Resina Commiphora is commonly used in the traditional Chinese medicine system, in which terpenoids are the main chemical constituents. Inspired by our previous results of structurally novel and biologically intriguing compounds from the material, we conducted an in-depth investigation that resulted in an unusual sesquiterpene dimer with a rare 7-oxabicyclo[2.2.1]heptane-2-ene core (1); a sesquiterpene with an additional carbon in the backbone (2); and a new cadinane-type sesquiterpene (3), adding the structural diversity of sesquiterpenes in nature.
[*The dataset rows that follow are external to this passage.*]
PR #577, opened 2022-04-27
CSS color patch: drop link to patch issue

tidoust:
The issue was for creating the patch, but the "Clean patches" job gets confused and assumes that it is the tracking issue for deleting the patch, see:
https://github.com/w3c/webref/pull/576


tidoust:
Note CI tests fail due to `AudioContext` duplicate hiccup, see https://github.com/WebAudio/web-audio-api/pull/2486

dontcallmedom (approved):

PR #584, opened 2022-05-02
Drop CSS property duplicates: add special case for css-logical

tidoust:
Via https://github.com/mdn/yari/pull/4656#issuecomment-1113508815

This ignores properties extended in css-logical: these extensions are against base definitions of CSS 2 properties, not against the new base definitions of these properties in more recent CSS modules.


dontcallmedom (commented):
wouldn't it be safer to list the 4 properties (`float`, `caption-side`, `clear`, `text-align` IIUC) instead of filtering out the spec completely?

dontcallmedom (approved):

Due to the attractive construction features of the isolated compounds, their cytotoxic activities were tested. As a result, compounds 2 and 4 exert low cytotoxicity against normal cells and high selectivity in cancer cells, especially in HepG2 cells, which will be helpful for gaining deep insight into the biological role of such terpenoids in human diseases.